Sew Torn

Sew-Torn
Sew Torn

The krama farce titled ‘Sew Torn’ is a high concept cross-genre fiction that has never been attempted, having gun smoke swirl around a seamstress factory divided into several alternate realities that bear no resemblance to any of the present-day worlds. The film makes no bones about its primary reference to a twelve years old film Tom Tykwer’s Run Lola Run that must have been released around the time new writer/director/editor Freddy Macdonald was still developing in the state of Immaculate Conception. The film is clinically insane and painfully remarkable to gain audiences since it involves cute American provincial humor, tension derived from a recent crime drama with sewing machines, and sharp comedic ideas, bundled around a protagonist who is a living version of MacGyver with a tiny fabric pouch as an accessory. Some people will find pleasure in the comic absurdity of the film; others will see it as an unfunny pun, but many will be interested in the further development of Macdonald’s creative work.

A bit expansive and regrettably, not that substantial, “Sew Torn” most definitely is a case of Macdonald’s at any rate transferred developing part into his 2019 short of the same name: to complete an already successful calling card, which was purchased by Searchlight pictures, turned UTA into his booking agency and the youngest director in history to be accepted to AFI Conservatory. The feature-length version, however, is still irritatingly studentish and somewhat weak in terms of some aspects Macdonald’s screenplay co-written with his father Fred is delivered with a sledgehammer portraying and repeating the main things in the theme but excels in terms of storytelling and drama as well. This is a co-production of Swiss-U.S. that has already made its first international outing in the popular Piazza Grande section of the Locarno film festival. It has also been successful in receiving attention at the spring edition of the SXSW. Genre-embracing indie distributors will conclusively see how to do it.

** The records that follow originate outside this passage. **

PR #2906, opened 2026-02-18
style: run new go fix with modernizers

jzelinskie:
## Description

This change modernizes the Go codebase with newer idioms that we might have missed updating ourselves.

## Testing

These should all be equivalent in behavior. The only thing to be careful about is the functionality and the minimum Go version SpiceDB is built with (in our go.mod).

## References

https://go.dev/blog/gofix

### DIFF
--- a/pkg/validationfile/blocks/expectedrelations.go
+++ b/pkg/validationfile/blocks/expectedrelations.go
@@ -209,8 +209,8 @@ func (vs ValidationString) Subject() (*SubjectWithExceptions, *spiceerrors.WithS
 		exceptions = make([]SubjectAndCaveat, 0, len(exceptionsStringsSlice))
 		for _, exceptionString := range exceptionsStringsSlice {
 			isCaveated := false
-			if strings.HasSuffix(exceptionString, "[...]") {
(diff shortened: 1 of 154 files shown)


tstirrat15 (dismissed):
Yep, I like it

tstirrat15:
I imagine that at some point these analyzers will be a part of `golangci-lint`; the blog post also mentions that they'll be a part of `gopls`, though I'm not sure what that looks like.

tstirrat15 (approved):
Yep, I like it

pkg/validationfile/blocks/expectedrelations.go
```diff
@@ -209,8 +209,8 @@ func (vs ValidationString) Subject() (*SubjectWithExceptions, *spiceerrors.WithS
 		exceptions = make([]SubjectAndCaveat, 0, len(exceptionsStringsSlice))
 		for _, exceptionString := range exceptionsStringsSlice {
 			isCaveated := false
-			if strings.HasSuffix(exceptionString, "[...]") {
```
miparnisari, line 212: hm this strikes me as less readable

“Choices, choices, choices,” goes protagonist Barbara (Eve Connolly) in voiceover early in the film: it is a chant, the viewer will realize as the story unfolds and folds back in on itself, that they are likely to hear a few more times. Addressing the audience, whose choice she invites the audience to judge as a story still to come, she asks: “Do you feel sorry for me or do you look down on me for my moral values?” Most spectators are, probably, not going to do so, at least not in advance of a number of rather more interesting questions. For one thing, what are we doing in a ‘green Switzerland’ when absolutely no one is Swiss and everyone communicates in English? (It can be noted that Macdonald relocated to Switzerland as a child with his family, which at least gives some relevant information regarding the location.) And what is the precise year? We also want to know what is the significance of sewing. Is it a movie for real, in the proper sense of the word?

It isn’t a movie in that sense, as it turns out, although Barbara, with her studious and wholesome image, certainly regards things in such a way. Alone in the world, an orphaned little girl has struggled to keep the mobile seamstress business alive in her mother’s name, as per her mother’s last wish, but she is now almost ready to give up and close the business.

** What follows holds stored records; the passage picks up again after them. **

PR #2907, opened 2026-02-18
chore: add cockroachdb 26.1 to the matrix and modify version parsing

tstirrat15:
## Description
Cockroach 26.1 has been released and we want to make sure that SpiceDB plays nice with it. This moves the matrix so that we test against 26.1.

We found that Cockroach now restricts access to its internal table, so we can't grab the version object directly. This changes the logic so that we rely on string parsing. This is less safe/direct, but it also works with v26.1.

We also found that checkpointing behavior changed in 26.1, so we updated `min_checkpoint_interval`.

We also 

## Changes
* Move matrix so that we test against 26.1
* Add a test for version checking behavior
* Fix version checking behavior for 26.1
* Fix an issue with `min_checkpoint_interval` in 26.1

## Testing
Review. See that tests pass.

### DIFF
--- a/.github/workflows/build-test.yaml
+++ b/.github/workflows/build-test.yaml
@@ -262,7 +262,11 @@ jobs:
       fail-fast: false
       matrix:
         datastore: ["crdb"]
-        crdbversion: ["25.2.0", "25.3.0"]
+        crdbversion:
+          # the version many folks are on
+          - "25.2.0"
+          # the most recent version
+          - "26.1.0"
     steps:
       - uses: "actions/checkout@v6"
         if: |
@@ -297,7 +301,11 @@ jobs:
       fail-fast: false
       matrix:
         datastore: ["crdb"]
-        crdbversion: ["25.2.0", "25.3.0"]
+        crdbversion:
+          # the version many folks are on
+          - "25.2.0"
+          # the most recent version
+          - "26.1.0"
     steps:
       - uses: "actions/checkout@v6"
         if: |
--- a/internal/datastore/crdb/crdb_test.go
+++ b/internal/datastore/crdb/crdb_test.go
@@ -17,6 +17,8 @@ import (
 	"net"
 	"os"
 	"path/filepath"
+	"strconv"
+	"strings"
 	"testing"
 	"time"
 
@@ -118,7 +120,7 @@ type datastoreTestFunc func(t *testing.T, ds datastore.Datastore)
 
 func createDatastoreTest(b testdatastore.RunningEngineForTest, tf datastoreTestFunc, options ...Option) func(*testing.T) {
 	return func(t *testing.T) {
-		ctx := context.Background()
+		ctx := t.Context()
 		ds := b.NewDatastore(t, func(engine, uri string) datastore.Datastore {
 			ds, err := NewCRDBDatastore(ctx, uri, options...)
 			require.NoError(t, err)
@@ -959,4 +961,40 @@ func TestRegisterPrometheusCollectors(t *testing.T) {
 	require.Equal(t, float64(writeMaxConns), poolWriteMetric.GetGauge().GetValue()) //nolint:testifylint // we expect exact values
 	require.NotNil(t, poolReadMetric)
 	require.Equal(t, float64(readMaxConns), poolReadMetric.GetGauge().GetValue()) //nolint:testifylint // we expect exact values
+}
+
+func TestVersionReading(t *testing.T) {
+	require := require.New(t)
+
+	expectedVersionList := strings.Split(crdbTestVersion(), ".")
+	expectedMajor, err := strconv.Atoi(expectedVersionList[0])
+	require.NoError(err)
+	expectedMinor, err := strconv.Atoi(expectedVersionList[1])
+	require.NoError(err)
+	expectedPatch, err := strconv.Atoi(expectedVersionList[2])
+	require.NoError(err)
+
+	var version crdbVersion
+
+	b := testdatastore.RunCRDBForTesting(t, "", crdbTestVersion())
+	uri := b.NewDatabase(t)
+
+	// Set up a raw connection to the DB
+	initPoolConfig, err := pgxpool.ParseConfig(uri)
+	require.NoError(err)
+	checker, err := pool.NewNodeHealthChecker(uri)
+	require.NoError(err)
+	initPool, err := pool.NewRetryPool(t.Context(), "pool", initPoolConfig, checker, 18, 20)
+	require.NoError(err)
+	t.Cleanup(func() {
+		initPool.Close()
+	})
+
+	// Make the query for the server version
+	err = queryServerVersion(t.Context(), initPool, &version)
+	require.NoError(err)
+
+	require.Equal(expectedMajor, version.Major)
+	require.Equal(expectedMinor, version.Minor)
+	require.Equal(expectedPatch, version.Patch)
 }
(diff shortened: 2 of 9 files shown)


.github/workflows/build-test.yaml
```diff
@@ -262,7 +262,7 @@ jobs:
       fail-fast: false
       matrix:
         datastore: ["crdb"]
-        crdbversion: ["25.2.0", "25.3.0"]
+        crdbversion: ["25.3.0", "26.1.0"]
```
miparnisari: please don't remove 25.2.0

internal/datastore/common/errors.go
```diff
@@ -163,6 +163,7 @@ func RedactAndLogSensitiveConnString(ctx context.Context, baseErr string, err er
 	filtered = strings.ReplaceAll(filtered, pgURL, "(redacted)")
 	filtered = portMatchRegex.ReplaceAllString(filtered, "(redacted)")
 	filtered = parseMatchRegex.ReplaceAllString(filtered, "(redacted)")
+	fmt.Println(baseErr + ": " + filtered)
```
miparnisari: ?

tstirrat15: Need to remove this.

internal/datastore/crdb/crdb_test.go
```diff
@@ -960,3 +970,32 @@ func TestRegisterPrometheusCollectors(t *testing.T) {
 	require.NotNil(t, poolReadMetric)
 	require.Equal(t, float64(readMaxConns), poolReadMetric.GetGauge().GetValue()) //nolint:testifylint // we expect exact values
 }
+
+func VersionReadingTest(t *testing.T, rawDS datastore.Datastore) {
```
miparnisari: `rawDS` is unused?

tstirrat15: Yeah, it's because the function is being passed to a function that expects it

internal/datastore/crdb/crdb_test.go
```diff
@@ -112,6 +113,15 @@ func TestCRDBDatastoreWithoutIntegrity(t *testing.T) {
 		GCWindow(veryLargeGCWindow),
 		WithAcquireTimeout(5*time.Second),
 	))
+
+	t.Run("TestVersionReading", createDatastoreTest(
```
miparnisari: why wrap `VersionReadingTest` at all with `createDatastoreTest`? just write it as a normal test `func TestVersionReading(t *testing.T) { .. }`

internal/datastore/crdb/crdb_test.go
```diff
@@ -960,3 +970,32 @@ func TestRegisterPrometheusCollectors(t *testing.T) {
...
+
+	expectedVersionList := strings.Split(crdbTestVersion(), ".")
+	expectedMajor := expectedVersionList[0]
+	expectedMinor := expectedVersionList[1]
+	expectedPatch := expectedVersionList[2]
+
+	const (
+		readMaxConns = 10
+	)
+	// Set up a raw connection to the DB
```
miparnisari, line 982: to _what_ DB? where was the DB created?

internal/datastore/crdb/crdb_test.go
tstirrat15: Because the `createDatastoreTest` is parametrized over CRDB versions and takes care of setting up the datastore. I want to be sure that we're correctly reading the version for all CRDB versions that we're testing against.

internal/datastore/crdb/crdb_test.go
tstirrat15: The DB instance in the test? Or are you wanting a more descriptive comment?

miparnisari: the DB is created in `createDatastoreTest`, and the url that we hardcoded in line 986 just... works? is that it?

i wonder if we could structure this better. e.g. if the DB created points to port 5433, this test will break.

tstirrat15: I think so - I copied this test from the structure of a preceding test. I haven't dug into how they work internally. I kinda wonder if this is something with a pgx test connection or a detail of how we're using test containers.

tstirrat15:
Maybe refactor to use `SHOW CLUSTER SETTING version;` instead; this should give `major.minor`

tstirrat15:
^ That would require admin, which would probably break OSS users of CRDB, so we won't go that route.

internal/datastore/crdb/version.go
tstirrat15, line 1: These are the salient changes.

internal/datastore/crdb/crdb_test.go
```diff
@@ -960,3 +970,32 @@ func TestRegisterPrometheusCollectors(t *testing.T) {
 	require.NotNil(t, poolReadMetric)
 	require.Equal(t, float64(readMaxConns), poolReadMetric.GetGauge().GetValue()) //nolint:testifylint // we expect exact values
 }
+
+func VersionReadingTest(t *testing.T, _ datastore.Datastore) {
```
tstirrat15: This is a net-new integration test that asserts that the version requested by the env var is correctly parsed by the internal logic.

pkg/datastore/test/revisions.go
```diff
@@ -20,7 +20,6 @@ import (
 
 // RevisionQuantizationTest tests whether or not the requirements for revisions hold
 // for a particular datastore.
-// TODO: rewrite using synctest
```
tstirrat15, line 23: I removed this TODO because I figured out that this is interacting with an external database whose time state can't be captured by a synctest bubble.

pkg/datastore/test/revisions.go
```diff
@@ -198,9 +198,14 @@ func RevisionGCTest(t *testing.T, tester DatastoreTester) {
 	// require.Error(err, "expected previously written schema to exist at out-of-GC window head")
 
 	// check freshly fetched head revision is valid after GC window elapsed
-	head, err = ds.HeadRevision(ctx)
 	require.NoError(err)
 
+	// assert that recent call to head revision is also valid, even after a GC window cycle without writes elapsed
+	require.NoError(ds.CheckRevision(ctx, head), "expected freshly obtained head revision to be valid")
```
tstirrat15, line 205: Moved this up, since we don't want the length of time that the namespace reads to cause this assertion to flap (which is what was happening to me locally)

pkg/datastore/test/revisions.go
```diff
@@ -198,9 +198,14 @@ func RevisionGCTest(t *testing.T, tester DatastoreTester) {
...
+
+	// TODO: these reads are taking a significant amount of time on CRDB, on the order
+	// of 100ms for a row read. We need to ascertain whether this is a test artifact
+	// or a performance regression.
```
tstirrat15, line 209: This is something that we should figure out but isn't related to the changes in this PR.

pkg/datastore/test/watch.go
```diff
@@ -69,8 +69,11 @@ func WatchTest(t *testing.T, tester DatastoreTester) {
 			require.NoError(err)
 
 			opts := datastore.WatchOptions{
-				Content:                 datastore.WatchRelationships,
-				WatchBufferLength:       50,
+				Content:           datastore.WatchRelationships,
+				WatchBufferLength: 50,
+				// This should mean that we can wait until the checkpoint is emitted and then
+				// make our writes.
+				// CheckpointInterval: 1*time.Second,
```
ecordell:
```suggestion
```

ecordell (approved):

In an imaginary rural Switzamerica, the quirky business does not get regular clients looking for a cross-stitch talking portrait crafted with a speaker. What a world. This qualification of her creativity allows for an unplanned sequence of events at the last minute, such as driving through intermountain valleys in search of a button that ended up getting tossed into the very same valley as the seamstress out of spite when her bride-to-be client lost the button. Cut a lone remaining client, haughty middle-aged bride-to-be Grace (Caroline Goodall), who hires her to adjust her wedding dress. Or scrape together the votes, she feels cut syllable one of.

Fast forward to the current unimagined events as the unplanned drive allows Barbara to discover an unobjected accident scene in what seemed like a quiet bend. Two motorcyclists are critically injured and lying in the middle of the road, while a panicked scene surrounded them with cocaine-laden asphalt. A briefcase of money lies within a plain biker’s grasp. Barbara now decides what she will do with the lot she will steal it, call the police, or carry on driving. Barbara stands to gain quite a ridiculous off or a sequence of follies, but there is no shame in gaining the upper hand over a wild gangster Hudson (John Lynch) and their fearless cop Ms. Engel (K Callan).

The elaborate structures make a compelling argument about the film’s most outlandish feature and indeed its purpose as Barbara goes through the fabrics and makes complex pulleys, binds, and cat’s cradles at one moment lunging through a sea of cotton in an acrobatic fight sequence, choreographed to the oldie musical “The Sewing Machine” by Betty Hutton.

Such are the high dream-like images of the characters that the thriller elements of the story are rendered close to irrelevant or imagination, though Connolly is a captivating enough character to keep us interested in Barbara’s erratic movements and not the moral genesis of the movements. Assisted by the primary filled cinematography of Sebastian Klinger, as well as the pop-to-cozy, time-present blurring production design of Viviane Rapp, “Sew Torn” is a picture of a kiddish adult who has the ability to distort the concepts of aging and death. Should Macdonald succeed in translating this sweet madness for transforming basic fundamentals of reality into a large idea that comes with great stories, then he will be the next big thing.